Unfortunately, the callous justification for those war crimes, and the demonization and dehumanization that goes along with them — often on sectarian lines — are exacerbated, or at least not discouraged by the local media of the warring camps, as well as to an extent by some pan-Arab media stations.

Not that the regime or the rebels seem to care much about that aspect. To them, Syrians are expendable pawns in their bloody war games, cheered on by their respective outside backers who are more than happy to see their rivalry and scores settled in Syrian blood and the destruction of our nation. Of course, the only reason the warring parties in Syria continue to perpetrate their war crimes with such impunity is because they believe they can get away with it. There will be no consequences or accountability for their actions, despite all the fuss and consternation at the United Nations and other global diplomatic bodies.

For their part, the jihadists — the Islamic State (IS) as well as al-Qaeda affiliates such as Jabhat al-Nusra and Ahrar al-Sham that control vast swaths of northern and northeast Syria with up to 3 million people under their rule — use barbaric savagery against civilians to cement their power. They make sure to publicize as much as possible their executions, and usually carry out beheadings and crucifixions in public squares to large audiences, leaving the bodies on display sometimes for days. This serves as a gruesome reminder to anyone seeking to challenge their authority, and they have gone after activists hostile to them with the same zeal they use to persecute “heretics” and “apostates.”

They also use violence on an industrial scale when seeking to get rid of populations they know are unwieldy — usually religious or ethnic minorities, but sometimes also Sunni Muslim clans such as the Shiatat in Deir ez-Zor.

Each part of Syria has experienced the conflict in a different way, and has different attitudes toward it. Some areas like the coast have been unaffected directly by the war, and only experience it in their communities through the loss of large numbers of young men fighting with the regime. Other areas such as Ghouta, Homs or Aleppo city are in the eye of the storm and have gone through total devastation and are close to annihilation, whereas Idlib, Raqqa and Deir ez-Zor languish under the draconian rule of jihadists.

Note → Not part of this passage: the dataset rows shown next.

Issue #832, opened 2018-10-11
Basilisk: Remove in-browser translation


Ascrod:
I believe that this is dead code and can be removed. The feature was never completed in Firefox, the UI is hidden by default, and it relies on external translation services from Bing and Yandex to function (at least in theory -  in its present state, as far as I can tell, it just errors out).

I do not plan on removing the language detection module at this time, since that component is still used (albeit in a minor way) by the Reader View module in Basilisk.

I'm told that IceWeasel-UXP has already done this. Relevant commits for reference:
[765b196b](https://git.hyperbola.info:50100/software/iceweasel-uxp.git/commit/?id=765b196b2ae3d227d8e408cc44e0309fed77cd33)
[92d45a8f](https://git.hyperbola.info:50100/software/iceweasel-uxp.git/commit/?id=92d45a8fa9de61d89eeb03333f34f25e19de5fb6)
[eef869e9](https://git.hyperbola.info:50100/software/iceweasel-uxp.git/commit/?id=eef869e997ac5644ece7fc8ac9edaf51bd009931)
[d82ce5a7](https://git.hyperbola.info:50100/software/iceweasel-uxp.git/commit/?id=d82ce5a7142d5c45eee9d58c9784f02702a46716)

I can submit a PR for this.

wolfbeast:
Is this complete?

Ascrod:
Yes, sorry. I will close the issue.

JustOff:
String changes in this issue does not affect Pale Moon.
@wolfbeast, perhaps we don't need this tag here?

wolfbeast:
I'd like to keep the tag on anything that changes/adds/removes l10n strings, for potential other consumers of UXP.

JustOff:
Ok, thanks for the clarification.

PR #836, opened 2018-10-15
Basilisk: Remove in-browser translation

Ascrod:
This PR removes the half-baked in-browser translation feature. Code cleanup. Tag #832.


wolfbeast:
Asking or a review from JustOff (if you have time?) Since it's mostly fe stuff and I'm still rather unhanded without a workstation due to my move.

Issue #817, opened 2018-10-07
Non-working notifications


mimecry:
1. When I click on a notification, the focus is not switched to the tab of the notification's origin

2. The following button has no effect

![image](https://user-images.githubusercontent.com/10742312/46582350-646f5a80-ca6f-11e8-9d66-04e657bad104.png)

This error appears in the console when a notification appears. No other error message appears, despite my attempts to interact with the notification dialog.

![image](https://user-images.githubusercontent.com/10742312/46582367-a9938c80-ca6f-11e8-8cda-8cea2e73ed3c.png)

Windows 10 x64 1803, PM 28.1.0, fresh profile

Vangelis66:
This is a regression of Tycho issue [#1641](https://github.com/MoonchildProductions/Pale-Moon/issues/1641) due to change of platform to UXP; it is already reported in the forums at least twice: 

https://forum.palemoon.org/viewtopic.php?p=151120#p151120

> I think this fix was somehow lost in 28.0.x. After I updated, the pop-ups no longer switch me to the browser and/or tab.

and 

https://forum.palemoon.org/viewtopic.php?p=151769#p151769

> couple of notification bugs i noticed:
> - clicking on one doesn't direct you to the associated tab (TST bug?)
> - nothing happens when clicking on 'Notification settings'

but it went somehow unnoticed by the devs... FWIW, this is not a platform bug, but it is specific to application **Pale Moon**; Basilisk 52 behaves correctly... 

STR: 
OS: Win7 SP1 Home Premium 32-bit
Browser: Pale Moon 28.2.0a1 32-bit unstable, buildID=20181007063016
Test page: http://www.bennish.net/web-notifications.html

1. Click **Authorize** and grant notifications permissions (either for session/permanently)
2. Click **Show**; a web notification is shown for some seconds in the lower right of the GUI; if you are quick enough to click the gear button => Notification settings, this does not bring up any notification settings dialogue, but instead hides the whole notification...
(NB: On **Basilisk**, clicking the gear button takes you to **about:preferences#content** (in-content prefs tab), where you can indeed access **Notification Settings**;
Pale Moon does not have in-content prefs (Options), nor, to my knowledge, any equivalent notification setting in its GUI...
[...]

PR #141, opened 2018-04-13
 Fix: Findbar broken

janekptacijarabaci:
This resolves #138 (partially)

---

__TODO (I leave for you to correct - I don't know what your preferences are...):__
https://github.com/MoonchildProductions/UXP/pull/141/files#diff-35cdf6e12e681e90421415d441835592R3801

`accessibility.typeaheadfind.highlightallremember`
and
`accessibility.typeaheadfind.highlightallbydefault`
does not exist (now)

Ad https://github.com/MoonchildProductions/Pale-Moon/issues/364
An actual preference: `findbar.highlightAll`

---

Bug(s):
https://bugzilla.mozilla.org/show_bug.cgi?id=1133981
https://bugzilla.mozilla.org/show_bug.cgi?id=1154799
https://bugzilla.mozilla.org/show_bug.cgi?id=1320095

Also:
http://xref.palemoon.org/uxp-trunk/source/toolkit/modules/Finder.jsm#49

---

I've created the new build (x32, Windows) - `Pale Moon UXP` - and tested.

PR #838, opened 2018-10-20
Pale Moon: Remove message manager property from tabbrowser.xml

FranklinDM:
This removes the `messageManager` property from Pale Moon's `tabbrowser.xml`.

It also seems to solve the first point of #817 on my side (focus is not switched to the tab of the notification's origin).

Please add `Verification Needed` tag as I've not tested this on any other platform.

### DIFF
--- a/application/palemoon/base/content/tabbrowser.xml
+++ b/application/palemoon/base/content/tabbrowser.xml
@@ -2950,19 +2950,6 @@
                 onget="return this.mCurrentBrowser.docShell"
                 readonly="true"/>
 
-      <property name="messageManager"
-                readonly="true">
-        <getter>
-          <![CDATA[
-            let frameLoader = this.mCurrentBrowser.frameLoader;
-            if (!frameLoader) {
-              return null;
-            }
-            return frameLoader.messageManager;
-          ]]>
-        </getter>
-      </property>
-
       <property name="webNavigation"
                 onget="return this.mCurrentBrowser.webNavigation"
                 readonly="true"/>


JustOff:
Are you really sure this is a good idea? I suspect it may break many things, while the positive effect on #817 is simply coincidental.

FranklinDM:
I researched even further on how this code got into our tree (I should've included this in the main PR):
- This wasn't present neither in Tycho nor in any Firefox code (checked the history of tabbrowser.xml) since `messageManager` started to be used in tabbrowser.xml. 
  - Final PM-Tycho commit involving this file: MoonchildProductions/Pale-Moon@59a8c7bfb05e6151b9b768e7af69f810df28cbd6.
  - First time `messageManager` was used: [bug 662008](https://bugzilla.mozilla.org/show_bug.cgi?id=662008).
- This got into Pale Moon 28 through 2e0e50636fb38354ca4957e3713dd8434e0347ed (findbar code related).
- Based on the message at PR #141, [bug 1154799](https://bugzilla.mozilla.org/show_bug.cgi?id=1154799) that doesn't apply to us (because it's for Thunderbird, chat/IM component specifically) might have been included in the aforementioned commit. Our browser binding implements `nsIMessageListener` unlike Thunderbird.
- The effect wasn't much visible because:
  - AFAIK, it only has 2 consumers.
  - DOMTitleChanged only gets raised when `browser.tabs.remote` is enabled. This pref is disabled by default in Pale Moon.
  - DOMWebNotification gets raised when clicking notifications/alerts.
- For reference, Basilisk's `tabbrowser.xml` doesn't have that code.

JustOff:
@FranklinDM, yes, I did the same research in parallel and it seems my assertion above was wrong. The only thing I still don't understand is why this code was added in #141.

wolfbeast:
Why it was added was mode code-rolling by @janekptacijarabaci who has since disappeared. so... if it can go, then by all means, I'm all for it.

PR #839, opened 2018-10-20
remove named function syntax in several TychoAM components

kn-yami:
I did this more than two weeks ago and then forgot about it...
Meta issue: #516.

PR #843, opened 2018-10-20
fix naming of getStartupChanges function

kn-yami:
Fixes the error reported by @JustOff at #839. I still have no idea how did I miss this obvious issue. Sorry.


JustOff:
I confirm this resolves the issue.

PR #847, opened 2018-10-23
Don't use NS_ENSURE_SUCCESS where it causes useless logspam.

g4jc:
Log spam fix. Suppresses 1,100 instances of NS_ENSURE_SUCCESS(rv, rv) failed with result 0x80520012 emitted from netwerk/base/nsIOService.cpp during linux64 debug testing. Backports [m-c 1333174](https://bugzilla.mozilla.org/show_bug.cgi?id=1333174).


wolfbeast:
While you're doing this, could you add the same fix for `nsNetUtilInlines.h`? For some reason these are separate bugs at Mozilla but should be the same (they perfectly correlate; exact same issue, exact same patch, just different location).
[Bug 1333172](https://bugzilla.mozilla.org/show_bug.cgi?id=1333172)

g4jc:
Sure. Done. 👍

PR #850, opened 2018-10-24
Add initial support for AV1 video.

### LINKED ISSUE #87: Support AV1 video

trav90:
This PR adds libaom and provides initial support for AV1 video playback. With one exception (see below), all code introduced in this PR is conditional and is not built by default (--enable-av1 must be specified in mozconfig). Additionally, even when AV1 support is built it is behind a pref ("media.av1.enabled") which is disabled by default.

The single non-conditional change made by this PR is increasing the stack size for media decoders to prevent stack overflows. This is a low-risk change that I have tested fairly extensively on Linux (playing back videos from YouTube, Twitch etc.).

While several test AV1-encoded WebM videos play fine with these patches, AV1 in MP4 and AV1 with MSE is not supported yet (I will create a followup issue for this). It should be noted that because of this the AV1-encoded playlist on YouTube does not work yet.

Also worth noting, Mozilla reported OOM errors when building libaom for 32-bit Windows using MSVC. The report they gave was very vague and only seemed to be reproducible by one person, but I can't verify this without a Windows environment.

Below are several links to AV1-encoded WebM videos used by both Mozilla and Google for testing during their respective implementations:

- https://raw.githubusercontent.com/chromium/chromium/b430c9d0c83a00fef1ecdefd8c0d83f935c68b24/media/test/data/bear-av1-480x360.webm
- https://raw.githubusercontent.com/chromium/chromium/b430c9d0c83a00fef1ecdefd8c0d83f935c68b24/media/test/data/bear-av1-640x480.webm
- https://raw.githubusercontent.com/chromium/chromium/b430c9d0c83a00fef1ecdefd8c0d83f935c68b24/media/test/data/bear-av1.webm
- https://demo.bitmovin.com/public/firefox/av1/

Resolves #87 (with new issue to follow for AV1 in MP4 + MSE).


mattatobin:
Jesus. Anyway, OOM for Win32 (if it is ran into) could be avoided by getting `gkmedias` split back out from `libevil`.

wolfbeast:
I'll build a new unstable today with these changes in to toss to the sharks.

PR #862, opened 2018-11-03
[PALEMOON] Focus and select the first non-collapsed text element in the bookmark properties dialog

### LINKED ISSUE #861: The bookmark properties window should focus on the Name Picker text box on init
Steps:
* The Bookmarks sidebar is open
* I do "right-click > New Folder..."
* There is no focus, I have to click in the input before typing the name

Adding this focus would make the process much more convenient!

Other notes:
* For consistency, the same should be done with the entry "right-click > New Bookmark..."
* Firefox already has these focus

<br> Pale Moon 28.1.0 - Windows 7

JustOff:
This resolves #861.

As a positive side effect, this will also focus the search field when the library window opens.

### DIFF
--- a/application/palemoon/components/places/content/editBookmarkOverlay.js
+++ b/application/palemoon/components/places/content/editBookmarkOverlay.js
@@ -222,6 +222,11 @@ var gEditItemOverlay = {
     }
 
     let focusElement = () => {
+      let elt = document.querySelector("textbox:not([collapsed=true])");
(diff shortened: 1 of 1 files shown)


wolfbeast:
the "positive side effect" is a negative side effect, since the focus remains forced on it.

JustOff:
You are right, I overlooked this, sorry.

PR #866, opened 2018-11-08
Make older autocomplete default and new autocomplete australis-only

mattatobin:
I'd appreciate a cursory review on ` toolkit/components/satchel/AutoCompletePopup.jsm`


mattatobin:
I am shelving this for now..

PR #1409, opened 2016-11-18
[Datasources] Add: Add query runner for Yandex ClickHouse

denisov-vlad:
Query runner for this database: https://clickhouse.yandex

It works via HTTP interface and gets answer as JSON: https://clickhouse.yandex/reference_en.html#JSON

### DIFF
--- a/redash/query_runner/clickhouse.py
+++ b/redash/query_runner/clickhouse.py
@@ -104,7 +104,7 @@ class ClickHouse(BaseSQLQueryRunner):
         except Exception as e:
             data = None
             logging.exception(e)
-            error = str(e)
+            error = unicode(e)
         return data, error
 
 register(ClickHouse)
--- a/redash/query_runner/clickhouse.py
+++ b/redash/query_runner/clickhouse.py
@@ -1,0 +1,119 @@
+import json
+import logging
+from redash.query_runner import *
+from redash.utils import JSONEncoder
+import pprint
+logger = logging.getLogger(__name__)
+
+pp = pprint.PrettyPrinter()
+
+try:
+    import requests
+    enabled = True
+except ImportError as e:
+    logger.info(str(e))
+    enabled = False
+
+
+class ClickHouse(BaseSQLQueryRunner):
+    noop_query = "SELECT 1"
+
+    @classmethod
+    def configuration_schema(cls):
+        return {
+            "type": "object",
+            "properties": {
+                "user": {
+                    "type": "string",
+                    "default": "default"
+                },
+                "password": {
+                    "type": "string"
+                },
+                "host": {
+                    "type": "string",
+                    "default": "127.0.0.1"
+                },
+                "port": {
+                    "type": "number",
+                    "default": 8123
+                },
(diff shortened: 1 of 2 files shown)


redash/query_runner/clickhouse.py
```diff
@@ -0,0 +1,120 @@
...
+
+            if table_name not in schema:
+                schema[table_name] = {'name': table_name, 'columns': []}
+
+            schema[table_name]['columns'].append(row['name'])
+
+        return schema.values()
+
+    def _send_query(self, data, stream=False):
+        url = 'http://{host}:{port}'.format(host=self.configuration['host'], port=self.configuration['port'])
```
arikfr: http and not https? why not let the user specify the full url instead of host/port pair?

redash/query_runner/clickhouse.py
```diff
@@ -0,0 +1,120 @@
...
+
+    def _clickhouse_query(self, query):
+        query += ' FORMAT JSON'
+        result = self._send_query(query)
+        columns = [{'name': r['name'], 'friendly_name': r['name'],
+                    'type': self._define_column_type(r['type'])} for r in result['meta']]
+        return {'columns': columns, 'rows': result['data']}
+
+    def run_query(self, query, user):
+        logger.info("Clickhouse is about to execute query: %s", query)
```
arikfr: Let's change this to `logger.debug`.

redash/query_runner/clickhouse.py
```diff
@@ -0,0 +1,120 @@
...
+        if query == "":
+            json_data = None
+            error = "Query is empty"
+            return json_data, error
+        try:
+            q = self._clickhouse_query(query)
+            data = json.dumps(q, cls=JSONEncoder)
+            error = None
+        except Exception as exc:
```
arikfr: If we just return the exception as the `error` value, we can let it bubble up and handle it there.

redash/query_runner/clickhouse.py
```diff
@@ -0,0 +1,120 @@
+import json
+import logging
+from redash.query_runner import *
+from redash.utils import JSONEncoder
+logger = logging.getLogger(__name__)
+
+try:
+    import requests
```
arikfr: No need to wrap this in `try`/`except`. `requests` is a direct dependency of the project.

redash/query_runner/clickhouse.py
```diff
@@ -112,9 +101,10 @@ def run_query(self, query, user):
             q = self._clickhouse_query(query)
             data = json.dumps(q, cls=JSONEncoder)
             error = None
-        except Exception as exc:
+        except Exception as e:
             data = None
-            error = str(exc)
+            logging.exception(e)
+            error = str(e)
```
arikfr: Btw, it's possible the exception might have some unicode characters, no? (like fragments of the query) So maybe better to use `unicode` here.

denisov-vlad: of course. changed.

arikfr:
Thanks!

PR #1410, opened 2016-11-18
Add: auto-refresh to dashboards

luke14free:


arikfr:
❤️  

Screenshot?

luke14free:
sorry, the dashboards contain confidential data, hope this is enough

screen shot 2016-11-18 at 4 29 25 pm

arikfr:
Sure. Just watned to see how the refresh control looks like.

arikfr:
I had in mind a UI that uses a button & drop down like this:

image

So when you click on the button - it refreshes all. But when you click on the arrow it gives you the auto refresh options. When you select one of them, the button changes to be the option you selected.

image

The markup is something like this:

In some areas, regime forces have caused the most suffering and committed more war crimes. In other areas, the rebels are most to blame, and yet in others, the jihadists.

In that sense, the Syrian conflict resembles more a collection of localized wars than a coherent whole, and although Syrian society is extremely polarized and split along ethnic, sectarian and geographic lines, the single most prevalent theme that unites us all is the loss of innocent friends and family and a genuine desire to see that end.

You will see this echoed everywhere you go in Syria, regardless of which side that person supports or hates. We have come to the realization as a people — finally — that this bloodshed serves no purpose and has to stop by any means necessary. We have paid a heavy price and gained nothing but death and destruction in return. Unfortunately, the key to ending the war is not in our hands, nor is it our choice to make.